PR #3355, opened 2019-06-10
os/arch/arm/src: Fix performance issue caused by MPU settings

kishore-sn:
Enabling the MPU and adding MPU regions is causing a degradation
of system performance. Each additional MPU region setting results
in a reduction of performance. Hence, we need to make sure that
we are using the minimum required MPU regions.

This commit contains following changes:
- Remove Kernel MPU regions, since Kernel has access to complete address space
- Enable USER_CODE and USER_DATA region only if user app is enabled
- Fix issues that happen during task start and context switch

### DIFF
--- a/os/arch/arm/src/armv7-m/mpu.h
+++ b/os/arch/arm/src/armv7-m/mpu.h
@@ -663,7 +663,11 @@ static inline void mpu_peripheral(uint32_t region, uintptr_t base, size_t size)
 #if defined(CONFIG_APP_BINARY_SEPARATION)
 static inline void up_set_mpu_app_configuration(struct tcb_s *rtcb)
 {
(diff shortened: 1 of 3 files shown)


kishore-sn:
I am resubmitting this PR. I have removed the changes which were previously causing memfault in the Messaging fwk test.

seinfra:
Target : [69b507fefd2f0a74823bcb2da819d93b8b3fe7ca] - Code Rule Check (C++) OK.

seinfra:
Target : [69b507fefd2f0a74823bcb2da819d93b8b3fe7ca] - Code Rule Check OK.

sunghan-chang:
@kishore-sn You removed changes on up_svcall.c against first one. Does it cause abnormal behavior?

kishore-sn:
The changes in up_svcall.c is not required for now. But if we disable User binary (PREAPP_INIT) then it will cause abnormal behavior. I am investigating it and i will raise a separate PR for it.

++++++++++

Among the lines above, list those that contain the word "behavior".

@kishore-sn You removed changes on up_svcall.c against first one. Does it cause abnormal behavior?
The changes in up_svcall.c is not required for now. But if we disable User binary (PREAPP_INIT) then it will cause abnormal behavior. I am investigating it and i will raise a separate PR for it.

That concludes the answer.